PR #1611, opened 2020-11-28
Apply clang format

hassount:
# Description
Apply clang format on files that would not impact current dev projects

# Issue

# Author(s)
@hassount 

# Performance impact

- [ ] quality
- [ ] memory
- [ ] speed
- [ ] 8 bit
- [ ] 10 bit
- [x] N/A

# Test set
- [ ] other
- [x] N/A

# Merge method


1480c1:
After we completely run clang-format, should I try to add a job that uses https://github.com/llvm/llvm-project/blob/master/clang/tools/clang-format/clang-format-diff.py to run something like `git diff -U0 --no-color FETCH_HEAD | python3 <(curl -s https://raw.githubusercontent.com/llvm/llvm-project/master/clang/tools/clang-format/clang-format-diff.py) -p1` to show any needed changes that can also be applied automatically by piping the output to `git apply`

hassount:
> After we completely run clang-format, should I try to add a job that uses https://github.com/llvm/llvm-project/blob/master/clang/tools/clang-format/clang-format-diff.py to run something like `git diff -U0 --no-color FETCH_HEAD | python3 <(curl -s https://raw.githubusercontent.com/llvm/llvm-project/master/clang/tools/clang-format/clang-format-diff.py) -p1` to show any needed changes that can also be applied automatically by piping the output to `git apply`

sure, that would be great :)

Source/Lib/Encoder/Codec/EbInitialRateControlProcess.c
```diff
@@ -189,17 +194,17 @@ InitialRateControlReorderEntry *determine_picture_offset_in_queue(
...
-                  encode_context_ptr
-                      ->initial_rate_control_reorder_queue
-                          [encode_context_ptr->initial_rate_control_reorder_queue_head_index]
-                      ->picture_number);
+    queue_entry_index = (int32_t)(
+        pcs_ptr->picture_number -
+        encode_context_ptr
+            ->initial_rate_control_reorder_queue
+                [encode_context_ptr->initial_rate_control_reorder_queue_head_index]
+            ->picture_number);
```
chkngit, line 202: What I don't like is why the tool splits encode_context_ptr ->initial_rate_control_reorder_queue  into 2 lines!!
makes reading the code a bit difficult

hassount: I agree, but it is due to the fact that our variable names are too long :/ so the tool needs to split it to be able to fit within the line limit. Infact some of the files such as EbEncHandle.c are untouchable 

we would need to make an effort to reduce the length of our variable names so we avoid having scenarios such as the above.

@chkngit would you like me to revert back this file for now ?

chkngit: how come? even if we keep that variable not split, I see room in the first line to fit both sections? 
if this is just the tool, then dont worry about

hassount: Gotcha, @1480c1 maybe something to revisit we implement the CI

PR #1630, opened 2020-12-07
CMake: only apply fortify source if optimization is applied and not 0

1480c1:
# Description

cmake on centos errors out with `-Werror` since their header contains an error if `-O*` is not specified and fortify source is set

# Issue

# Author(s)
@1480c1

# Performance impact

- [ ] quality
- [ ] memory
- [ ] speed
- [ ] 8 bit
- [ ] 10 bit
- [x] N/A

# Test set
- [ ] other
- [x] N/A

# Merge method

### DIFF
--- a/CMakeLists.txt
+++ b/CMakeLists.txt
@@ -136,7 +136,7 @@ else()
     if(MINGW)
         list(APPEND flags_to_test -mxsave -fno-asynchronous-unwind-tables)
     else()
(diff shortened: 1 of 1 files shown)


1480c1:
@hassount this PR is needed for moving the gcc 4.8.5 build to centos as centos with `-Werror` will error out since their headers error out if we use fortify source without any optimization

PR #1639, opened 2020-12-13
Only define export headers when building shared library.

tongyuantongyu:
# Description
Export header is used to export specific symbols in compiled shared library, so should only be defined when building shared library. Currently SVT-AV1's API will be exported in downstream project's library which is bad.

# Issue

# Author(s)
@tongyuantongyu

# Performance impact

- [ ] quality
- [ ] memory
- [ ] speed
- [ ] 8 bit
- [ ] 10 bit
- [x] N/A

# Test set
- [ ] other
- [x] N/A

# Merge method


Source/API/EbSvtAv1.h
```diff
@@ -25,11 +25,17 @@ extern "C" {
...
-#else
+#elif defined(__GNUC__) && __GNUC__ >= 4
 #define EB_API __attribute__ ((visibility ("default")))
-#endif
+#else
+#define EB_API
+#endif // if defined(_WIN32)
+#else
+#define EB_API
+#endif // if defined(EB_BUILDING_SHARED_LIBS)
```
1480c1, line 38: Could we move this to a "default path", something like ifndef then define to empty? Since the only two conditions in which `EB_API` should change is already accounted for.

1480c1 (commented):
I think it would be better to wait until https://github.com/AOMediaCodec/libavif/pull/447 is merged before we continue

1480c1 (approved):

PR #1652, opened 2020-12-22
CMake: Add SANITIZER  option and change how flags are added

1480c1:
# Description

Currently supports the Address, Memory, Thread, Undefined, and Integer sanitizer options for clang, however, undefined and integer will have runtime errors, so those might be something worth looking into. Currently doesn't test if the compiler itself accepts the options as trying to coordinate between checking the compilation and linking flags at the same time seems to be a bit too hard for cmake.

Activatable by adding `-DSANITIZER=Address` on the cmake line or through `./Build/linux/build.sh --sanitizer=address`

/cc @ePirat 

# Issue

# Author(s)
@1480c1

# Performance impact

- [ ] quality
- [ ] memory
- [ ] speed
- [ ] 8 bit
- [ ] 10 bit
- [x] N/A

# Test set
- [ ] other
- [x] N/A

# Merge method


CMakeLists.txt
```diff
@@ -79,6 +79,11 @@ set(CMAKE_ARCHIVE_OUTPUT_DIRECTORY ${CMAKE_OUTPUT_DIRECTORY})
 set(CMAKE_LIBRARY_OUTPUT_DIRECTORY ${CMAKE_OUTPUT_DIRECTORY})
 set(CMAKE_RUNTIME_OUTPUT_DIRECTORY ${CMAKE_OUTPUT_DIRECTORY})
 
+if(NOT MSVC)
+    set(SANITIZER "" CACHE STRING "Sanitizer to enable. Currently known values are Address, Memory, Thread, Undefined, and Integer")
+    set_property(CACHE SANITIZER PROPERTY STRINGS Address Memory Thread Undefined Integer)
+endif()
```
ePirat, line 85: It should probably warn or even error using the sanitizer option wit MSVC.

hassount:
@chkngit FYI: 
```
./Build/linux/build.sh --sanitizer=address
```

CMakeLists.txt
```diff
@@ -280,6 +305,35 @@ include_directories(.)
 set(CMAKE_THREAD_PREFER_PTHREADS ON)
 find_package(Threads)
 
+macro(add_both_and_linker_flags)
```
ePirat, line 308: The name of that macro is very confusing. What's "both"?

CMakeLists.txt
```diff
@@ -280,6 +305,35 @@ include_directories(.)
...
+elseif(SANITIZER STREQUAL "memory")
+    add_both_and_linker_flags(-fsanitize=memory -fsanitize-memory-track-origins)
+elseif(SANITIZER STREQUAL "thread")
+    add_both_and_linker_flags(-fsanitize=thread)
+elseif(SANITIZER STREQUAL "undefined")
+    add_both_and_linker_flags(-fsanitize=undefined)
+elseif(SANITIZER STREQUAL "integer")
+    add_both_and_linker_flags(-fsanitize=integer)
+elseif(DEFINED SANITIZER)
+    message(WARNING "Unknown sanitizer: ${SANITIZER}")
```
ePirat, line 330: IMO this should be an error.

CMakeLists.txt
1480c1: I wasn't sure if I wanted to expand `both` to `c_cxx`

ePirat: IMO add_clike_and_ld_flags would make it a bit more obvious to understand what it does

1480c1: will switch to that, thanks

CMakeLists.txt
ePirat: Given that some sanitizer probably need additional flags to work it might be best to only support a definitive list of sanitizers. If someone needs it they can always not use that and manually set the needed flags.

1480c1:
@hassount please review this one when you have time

> _WHAT IS NEEDED_: Read the material above and copy out each line holding "sure".

> _ANSWER BOX_:
sure, that would be great :)
1480c1: I wasn't sure if I wanted to expand `both` to `c_cxx`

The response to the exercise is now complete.